- [What is required] How many of the lines below hold the word "like"? Answer only with the number.

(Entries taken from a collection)
======

Issue #1280, opened 2020-04-28
Send an event when we poll with details of whether it gave us a new target state


CameronDiver:
Using this information, we can decrease the poll interval if we find that it's rarely helpful, but currently we have no information on it.

PR #1313, opened 2020-05-11
Fixed stubs for test suite

20k-ultra:
This PR fixes a test suite that was incorrectly passing with an uncaught exception due to DBus operations.

Closes: #1280
Change-type: patch

### DIFF
--- a/test/18-startup.ts
+++ b/test/18-startup.ts
@@ -1,10 +1,52 @@
+import { SinonStub, stub } from 'sinon';
+
+import APIBinder from '../src/api-binder';
+import { ApplicationManager } from '../src/application-manager';
+import DeviceState from '../src/device-state';
+import * as constants from '../src/lib/constants';
+import { DockerUtils as Docker } from '../src/lib/docker-utils';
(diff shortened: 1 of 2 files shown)


test/18-startup.ts
```diff
@@ -1,10 +1,34 @@
...
+	after(() => {
+		initClientStub.restore();
+		startStub.restore();
+		vpnStatusPathStub.restore();
+	});
+
+	it('should startup correctly', async () => {
 		const supervisor = new Supervisor();
-		expect(supervisor.init()).to.not.throw;
+		expect(await supervisor.init()).to.not.throw;
```
CameronDiver, line 31:
```suggestion
		expect(async () => await supervisor.init()).to.not.throw;
```

20k-ultra: When the expect is written like that the exception thrown inside that closure doesn't trigger the test to fail. If this comment was related to the failing tests the issue was my local machine had docker socket open so the test passed but in CI docker is not there so it fails. Just another thing to stub.

PR #1319, opened 2020-05-12
Update engine information in package.json

CameronDiver:
Change-type: patch

### DIFF
--- a/package.json
+++ b/package.json
@@ -33,7 +33,8 @@
     "sqlite3": "^4.1.1"
   },
   "engines": {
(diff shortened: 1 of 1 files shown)


package.json
```diff
@@ -33,7 +33,7 @@
     "sqlite3": "^4.1.1"
   },
   "engines": {
-    "node": "^6.13.1"
+    "node": "^12.16.2"
   },
```
20k-ultra, line 37: We can also add "npm": "^6.14.0" so warnings are shown for npm as well.

Issue #1318, opened 2020-05-12
Convert all test files from Coffeescript to Typescript


20k-ultra:
Convert all the Coffeescript test files to Typescript. Remove any linting/transpilers needed after.

This will help to speed up test times and remove unneeded dependencies.

PR #1320, opened 2020-05-13
Remove CoffeeScript tests and all CoffeeScript tools

20k-ultra:
This makes the repo 100% CoffeeScript free! Exceptions for dependencies. This converts the last CoffeeScript code we had to TypeScript and removes all build/test tools previously used to do things like lint, test, build CoffeeScript.

Closes: #1318
Change-Type: patch


test/fast-mocha.opts
```diff
@@ -1,5 +1,4 @@
 --exit
 --require ts-node/register/transpile-only
---require coffeescript/register
 --timeout 30000
-test/*.{ts,coffee}
+test/*.{ts,js}
```
20k-ultra, line 4: This configuration previously would not allow you to run *.js test files with the test:fast command. Now that js is added you can run them.

test/13-device-config.spec.ts
```diff
@@ -0,0 +1,514 @@
...
+	it('properly reads a real config.txt file', function() {
+		Sinon.stub(fs, 'readFile').resolves(`\
+dtparam=i2c_arm=on\n\
+dtparam=spi=on\n\
+dtparam=audio=on\n\
+enable_uart=1\n\
+disable_splash=1\n\
+avoid_warnings=1\n\
+gpu_mem=16\n\
+				`);
```
20k-ultra, line 73: The only way to format this so it is indented would require doing a bunch of string concats and have those individual strings spaced with tabs. If we add tabs to this text directly it will break how deviceConfig interprets the values.

package.json
```diff
@@ -11,19 +11,17 @@
...
     "test:fast": "TEST=1 mocha --opts test/fast-mocha.opts",
     "test:debug": "npm run test:build && TEST=1 mocha --inspect-brk",
     "prettify": "balena-lint -e ts -e js --typescript --fix src/ test/ typings/",
     "typescript:test-build": "tsc --project tsconfig.json",
     "typescript:release": "tsc --project tsconfig.release.json && cp -r build/src/* build && rm -rf build/src",
-    "coffeescript:test": "coffee -m -c -o build .",
     "packagejson:copy": "cp package.json build/",
     "testitems:copy": "cp -r test/data build/test/",
-    "lint:coffee": "balena-lint test/",
     "lint:typescript": "balena-lint -e ts -e js --typescript src/ test/ typings/ build-utils/ && tsc --noEmit && tsc --noEmit --project tsconfig.js.json",
```
Page-, line 25: I'd say you can fold this into just `lint` now since there's no longer the coffee vs typescript diff

test/data/mnt/boot/extlinux/extlinux.conf
```diff
@@ -2,6 +2,6 @@ DEFAULT primary
 TIMEOUT 30
 MENU TITLE Boot Options
 LABEL primary
-      MENU LABEL primary Image
-      LINUX /Image
-      APPEND ${cbootargs} ${resin_kernel_root} ro rootwait
\ No newline at end of file
+MENU LABEL primary Image
+LINUX /Image
+APPEND ${cbootargs} ${resin_kernel_root} ro rootwait isolcpus=2
```
Page-, line 7: What are these changes?

test/13-device-config.spec.ts
CameronDiver: You can use `stripIndent` from `commonTags` - I always meant to add this. It is technically out of the scope for this PR so I'm not super worried.

test/data/mnt/boot/extlinux/extlinux.conf
20k-ultra: Any changes to the test files were by mistake. When adding types to fix the stubs some of the functions actually executed and wrote to the test files.

package.json
20k-ultra: I've removed any mention of :typescript since we are only using typescript now.

test/13-device-config.spec.ts
20k-ultra: When I added stripIndent the tests would fail. I tried troubleshooting it for awhile but can't figure out how adding that is causing the strings not to match what it was before..

PR #1323, opened 2020-05-15
Update typescript to v3.9

CameronDiver:
Also fix a bug in the typings which has been there for a while and only now was picked up.

Change-type: patch

### DIFF
--- a/src/compose/network.ts
+++ b/src/compose/network.ts
@@ -105,7 +105,7 @@ export class Network {
 
 		Network.validateComposeConfig(network);
 
-		const ipam: Partial<ComposeNetworkConfig['ipam']> = network.ipam || {};
+		const ipam: ComposeNetworkConfig['ipam'] = network.ipam || {};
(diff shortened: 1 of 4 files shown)


20k-ultra:
LGTM. I reviewed v3.9 changelog and looking forward to see if we get a reduction in compile time!

src/compose/network.ts
```diff
@@ -105,7 +105,7 @@ export class Network {
```
Page-, line 105: A few lines up
```ts
		network: Partial<Omit<ComposeNetworkConfig, 'ipam'>> & {
			ipam?: Partial<ComposeNetworkConfig['ipam']>;
		},
```
should be changed to
```ts
		network: Partial<ComposeNetworkConfig>
```
I think

20k-ultra:
closing in favour of https://github.com/balena-os/balena-supervisor/pull/1664

PR #1324, opened 2020-05-15
Update dependencies

Page-:
Change-type: patch


src/event-tracker.ts
```diff
@@ -92,10 +92,8 @@ export class EventTracker {
 		(event: string) => {
 			// Call this function at maximum once every minute
 			return _.throttle(
-				properties => {
-					if (this.client != null) {
-						this.client.track(event, properties);
-					}
+				(properties: EventTrackProperties | Error) => {
```
Page-, line 95: Updated typescript picked up that this was an implicit any

src/event-tracker.ts
```diff
@@ -92,10 +92,8 @@ export class EventTracker {
...
+					this.client?.track(event, properties);
```
Page-, line 96: This change wasn't strictly necessary but is part of incremental improvement

src/compose/network.ts
```diff
@@ -217,7 +217,9 @@ export class Network {
 	}
 
 	private static validateComposeConfig(
-		config: Partial<ComposeNetworkConfig>,
+		config: Partial<Omit<ComposeNetworkConfig, 'ipam'>> & {
+			ipam?: Partial<ComposeNetworkConfig['ipam']>;
+		},
```
Page-, line 222: Updated typescript picked up that this is the actual type we call this with so I had to amend it here to accept it

20k-ultra:
Do we want to include updating modules that contain fixes for vulnerabilities via `npm audit fix` in this PR?

20k-ultra:
I've fixed the conflicts with master that the current commit had. I'll be adding another commit with the updates from `npm audit fix` so that we can revert separately if there are any issues.

20k-ultra:
Ready for review @Page- @CameronDiver

CameronDiver:
@balena-ci rebase

Issue #1294, opened 2020-05-05
 /v2/applications/:appId/state returns state even if appId doesn't exist


20k-ultra:
[GET /v2/applications/:appId/state](https://www.balena.io/docs/reference/supervisor/supervisor-api/#get-v2applicationsappidstate) will return the state of the application on my device even if the appId does not exist.

```sh
$ curl "$BALENA_SUPERVISOR_ADDRESS/v2/applications/144/state?apikey=$BALENA_SUPERVISOR_API_KEY"
{"local":{"1":{"services":{"1":{"status":"Running","releaseId":1,"download_progress":null}}}},"dependent":{},"commit":"localrelease"}
```

This is confusing since the docs say "Use this endpoint to get the state of a single application, given the appId." I would have expect an error to return.

PR #1329, opened 2020-05-15
Improved handling of invalid appId in V2 state endpoint

20k-ultra:
This PR changes how the /v2/applications/:appId/state endpoint handles invalid or missing applications. Discussing the status codes used might be beneficial if the approach I chose does not follow previous status code responses but I personally believe what I used is the most accurate usage.

This PR also includes additional improvements to the mocked device API. We can now add services, networks, images, and volumes so that when we test endpoints we can more accurately see how the code performs on a device.

Closes: #1294
Change-type: patch

### DIFF
--- a/src/device-api/v2.ts
+++ b/src/device-api/v2.ts
@@ -220,14 +220,41 @@ export function createV2Api(router: Router, applications: ApplicationManager) {
 
 	router.get(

======

- [Output of the exercise] 2